Task to complete: Output all records verbatim.

Saved data entries:
PR #213, opened 2015-09-26
Added exception handling around S3 buckets

Qmando:
The permissions required for the get_acl call are different than getting the object (s3:GetObjectAcl vs s3GetObject). If these permissions are missing, the call will raise an uncaught exception and crash the watcher/reporter.

### DIFF
--- a/security_monkey/watchers/s3.py
+++ b/security_monkey/watchers/s3.py
@@ -176,7 +176,7 @@ class S3(Watcher):
                     bucket_dict = self.conv_bucket_to_dict(bhandle, account, region, bucket.name, exception_map)
                 except Exception as e:
                     exc = S3PermissionsIssue(bucket.name)
-                    self.slurp_exception((self.index, account, region, bucket_name), exc, exception_map)
+                    self.slurp_exception((self.index, account, region, bucket.name), exc, exception_map)
                     continue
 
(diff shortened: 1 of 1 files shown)


security_monkey/watchers/s3.py
```diff
@@ -172,7 +172,12 @@ def slurp(self):
                     continue
 
                 app.logger.debug("Slurping %s (%s) from %s/%s" % (self.i_am_singular, bucket.name, account, region))
-                bucket_dict = self.conv_bucket_to_dict(bhandle, account, region, bucket.name, exception_map)
+                try:
+                    bucket_dict = self.conv_bucket_to_dict(bhandle, account, region, bucket.name, exception_map)
+                except Exception as e:
+                    exc = S3PermissionsIssue(bucket.name)
+                    self.slurp_exception((self.index, account, region, bucket_name), exc, exception_map)
```
monkeysecurity: Exception in line 179:

    File "/apps/securitymonkey/security_monkey/watchers/s3.py", line 179, in slurp
    self.slurp_exception((self.index, account, region, bucket_name), exc, exception_map)
    NameError: global name 'bucket_name' is not defined

I'm assuming this should be `bucket.name` instead of `bucket_name`.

Task answer:
PR #213, opened 2015-09-26
Added exception handling around S3 buckets

Qmando:
The permissions required for the get_acl call are different than getting the object (s3:GetObjectAcl vs s3GetObject). If these permissions are missing, the call will raise an uncaught exception and crash the watcher/reporter.

### DIFF
--- a/security_monkey/watchers/s3.py
+++ b/security_monkey/watchers/s3.py
@@ -176,7 +176,7 @@ class S3(Watcher):
                     bucket_dict = self.conv_bucket_to_dict(bhandle, account, region, bucket.name, exception_map)
                 except Exception as e:
                     exc = S3PermissionsIssue(bucket.name)
-                    self.slurp_exception((self.index, account, region, bucket_name), exc, exception_map)
+                    self.slurp_exception((self.index, account, region, bucket.name), exc, exception_map)
                     continue
 
(diff shortened: 1 of 1 files shown)


security_monkey/watchers/s3.py
```diff
@@ -172,7 +172,12 @@ def slurp(self):
                     continue
 
                 app.logger.debug("Slurping %s (%s) from %s/%s" % (self.i_am_singular, bucket.name, account, region))
-                bucket_dict = self.conv_bucket_to_dict(bhandle, account, region, bucket.name, exception_map)
+                try:
+                    bucket_dict = self.conv_bucket_to_dict(bhandle, account, region, bucket.name, exception_map)
+                except Exception as e:
+                    exc = S3PermissionsIssue(bucket.name)
+                    self.slurp_exception((self.index, account, region, bucket_name), exc, exception_map)
```
monkeysecurity: Exception in line 179:

    File "/apps/securitymonkey/security_monkey/watchers/s3.py", line 179, in slurp
    self.slurp_exception((self.index, account, region, bucket_name), exc, exception_map)
    NameError: global name 'bucket_name' is not defined

I'm assuming this should be `bucket.name` instead of `bucket_name`.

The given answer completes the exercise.